A similar revolt is evident at the CIA. Professional intelligence officers are furious at the politicized leadership brought to the agency by ex-congressman Porter Goss and his retinue of former congressional staffers. Their mismanagement has peeled away a generation of senior management in the CIA's Directorate of Operations who have resigned, transferred or signaled their intention to quit when their current tours are up. Many of those who remain are trying to keep their heads down until the current wave of political jockeying and reorganization is over -- which is the last thing you would want at an effective intelligence agency.

The CIA, like the military, wants clear and sustainable rules of engagement. Agency employees don't want their careers ruined by future congressional or legal investigations of actions they thought were authorized. Unhappiness within the CIA about fuzzy rules on interrogation, and the risk of getting clobbered after the fact for doing your job, was a secret driver for Sen. John McCain's push for a new law banning cruel interrogation techniques.

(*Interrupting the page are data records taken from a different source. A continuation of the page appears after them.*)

Issue #784, opened 2026-01-28
[HAL-1842] Support MicroProfile LRA in the console


hpehl:
### Description

Support the configuration of the MicroProfile LRA spec in the console. Console part of [WFLY-14869](https://issues.redhat.com/browse/WFLY-14869). 

### Issue Contact

hpehl

PR #785, opened 2026-01-28
[HAL-1842] Support MicroProfile LRA in the console

hpehl:
JIRA: https://issues.redhat.com/browse/HAL-1842
Issue: #784


rhusar:
> I'm fine with adding the missing sections from the template. I'm just not sure how to apply the template to new analysis documents:
>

President Bush needs to do what he so often talks about, which is to provide strong leadership. In place of the post-Sept. 11 emergency structure, the country needs clear rules that Congress can debate and finally endorse. It may be, for example, that the NSA does need more agile and more flexible techniques for wiretapping suspected terrorists, like those the president secretly imposed in 2001. If so, it's time to amend our laws. Framing clear rules that meet traditional American legal standards is a sign of the nation's recovery from Sept. 11 -- and it's a process that will serve, above all, the professionals fighting terrorism on the front lines.
Well said. On the flip side, appeals court judge/law professor Richard Posner defends so-called "data mining", says our domestic intelligence services are in crisis, and says the government must sweep in large amounts of raw data, including form the innocent, in order to protect the U.S. from another terrorist attack.